Please read the passage before reading the commentary
I imagine that Paul had earned a Doctor of Sacred Theology at the Jerusalem University under Professor Gamaliel, a PhD in philosophy from the Antiochian branch of the University of Athens, and a doctorate in communications from the University of Damascus. He was well prepared to take the word out into the world, except for one thing. All that wisdom from the universities and colleges could not preach the message of the Gospel.
Theoretically, with a college degree, a person should be able to earn more money that a non-college graduate. Furthermore, even if Paul had had all those degrees, he found he had to preach a crucified Christ, a dead Christ who had risen from the dead. This was not how to preach success.
That Christ died and rose from the dead demonstrates that God’s foolishness has more wisdom than we have. God’s degree is called holiness, and it comes from imitating someone who died and rose from the dead.
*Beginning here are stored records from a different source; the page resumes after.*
Issue #5333, opened 2017-09-20
Map flickers/bounces when animating in unfocused iframe on Chrome 61


lamuertepeluda:
Hi there,

When zooming in/out (wheel, or animations like flyTo) the map flickers and "bounces" in and out.

### Steps to Trigger Behavior

the bug is visible with the [main example](https://www.mapbox.com/mapbox-gl-js/api/) (or also other examples, e.g. [geocode](https://www.mapbox.com/mapbox-gl-js/example/mapbox-gl-geocoder/)) since v0.40.1. Using v0.39.1 I don't have this behavior.

My System:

Rather than carrying around parchments showing that he had college degrees, Paul carried around the cross of Jesus, and proclaimed the forgiveness of sin through the death and resurrection of the Lord Jesus.
Paul may have had some physical handicaps, but he had good schooling in Jewish life and practice. He embraced, however, the wisdom and power of the cross of the Lord Jesus. Today’s passage shows in a general way the power and wisdom of God’s weakness and foolishness. The rest of this chapter (1:26-31) will show the effects in the Corinthians of God’s wisdom and strength. Despite the low estate of the Corinthian community, God had given them a share in the power wisdom of God.
Paul, the Corinthians, and many of us have found that God works best with human weaknesses and failings. God’s weakness and foolishness is stronger and wiser than our wisdom and power. God uses the weak to shame the strong and the foolish to shame the wise.